From: Schspa Shi <schspa@gmail.com>
To: Dietmar Eggemann <dietmar.eggemann@arm.com>
Cc: mingo@redhat.com, peterz@infradead.org, juri.lelli@redhat.com,
vincent.guittot@linaro.org, rostedt@goodmis.org,
bsegall@google.com, mgorman@suse.de, bristot@redhat.com,
vschneid@redhat.com, linux-kernel@vger.kernel.org
Subject: Re: [PATCH v6 1/2] sched/rt: fix bad task migration for rt tasks
Date: Tue, 12 Jul 2022 23:35:00 +0800 [thread overview]

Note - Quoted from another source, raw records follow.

PR #182, opened 2019-06-20
📊 customise tooltip

### LINKED ISSUE #166: Custom tooltip changes
* [x] Positioning:

> Sometimes the tooltips are not as clear what part of the bar they are referring to as the they are aligned to the top. This is especially an issue when there are small bar sections. Is there a setting to align them to the centre of the section of the bar as per the designs?

* [x] Contrast ratio:

> Poor contrast ratio where volunteer colours are against the dark background of the tooltip. Style tooltip as per designs if possible.

* [x] Units:

> The tooltip does not show the unit of time after the value for that name. Add "hrs" or "Days" after the value. 

* [ ] ~~Date formatting~~ moved date as not in designs

> Remove the comma after DDD and before YYYY

astroash:
**Changes:**
- change colour to match designs
- position in center of bar
- set title of tt to total with unit (hrs/days)
- set description of tt to categeorgy w/o total

fixes #166

### DIFF
--- a/dashboard-app/src/components/StackedBarChart/Chart.tsx
+++ b/dashboard-app/src/components/StackedBarChart/Chart.tsx
@@ -11,7 +11,6 @@ import _Card from '../Card';
 import { H3 } from '../Headings';
 import { ColoursEnum } from '../../styles/design_system';
 import { FullWidthTextBox } from '../FullWidthTextBox';
-import { DurationUnitEnum } from '../../types';
 
 
 /*
--- a/dashboard-app/src/components/StackedBarChart/Chart.tsx
+++ b/dashboard-app/src/components/StackedBarChart/Chart.tsx
@@ -11,6 +11,7 @@ import _Card from '../Card';
 import { H3 } from '../Headings';
 import { ColoursEnum } from '../../styles/design_system';
 import { FullWidthTextBox } from '../FullWidthTextBox';
+import { DurationUnitEnum } from '../../types';
 
 
 /*
@@ -23,6 +24,7 @@ interface Props {
   title: string;
   noActiveLegendText: string;
   isAllLegendDataInactive: boolean;
+  unit: DurationUnitEnum;
 }
 
 type HidableTextBoxProp = {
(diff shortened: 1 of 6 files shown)


dashboard-app/src/components/StackedBarChart/Chart.tsx
```diff
@@ -65,14 +67,15 @@ const Chart: FunctionComponent<Props> = (props) => {
     title,
     isAllLegendDataInactive,
     noActiveLegendText,
+    unit,
```
eliascodes: I don't know whether #183 was in part motivated by this kind of change, but my specific suggestion here would be that, it is actually quite reasonable for a "Chart" to be told what units the quantities it is displaying are measured in. 

Depending on your perspective about how generic this component should be, it is perhaps less reasonable for it to be given specific knowledge about hours/days (as is happening in `getStackedBarChartOptions`).

My suggestion would be that rather than `unit` being passed down, instead we pass down `xAxisUnit: string` and `yAxisUnit: string`. This is more natural for a chart component, more generic, and allows us to label axes with months if we wish to do so later on.

So we would pass down `{ yAxisUnit: 'hrs' }` or `{ yAxisUnit: 'days' }` from the parent. I haven't yet figured whether either prop should be optional.

dashboard-app/src/components/StackedBarChart/utils/chartjsUtils.ts
```diff
@@ -25,47 +27,72 @@ export const totalizer = {
...
-    }],
-    yAxes: [{
-      scaleLabel: {
-        display: true,
-        labelString: yAxisTitle,
+
+export const getStackedGraphOptions = (
+  xAxisTitle: string,
+  yAxisTitle: string,
+  unit: DurationUnitEnum): any => ({
```
eliascodes: Does this need to be `any`?

astroash: seemed to be something in my package-lock causing me to need this 🤷🏽‍♀️. Gone now...

dashboard-app/src/components/StackedBarChart/Chart.tsx
astroash: `getStackedBarChartOptions` is already very tied to the particular type of graph we want to create. If we do end up displaying multiple types of the graph then we should split out the options so that we are mutating `Chart` with our default config, then generate specific chart options via a funcs similar to this.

Message-ID: <m2h73me3nk.fsf@gmail.com> (raw)
In-Reply-To: <c1db7f31-82e1-eac4-bd49-212859727cb2@arm.com>
Dietmar Eggemann <dietmar.eggemann@arm.com> writes:
> On 12/07/2022 17:05, Schspa Shi wrote:
>> Commit 95158a89dd50 ("sched,rt: Use the full cpumask for balancing")
>> allow find_lock_lowest_rq to pick a task with migration disabled.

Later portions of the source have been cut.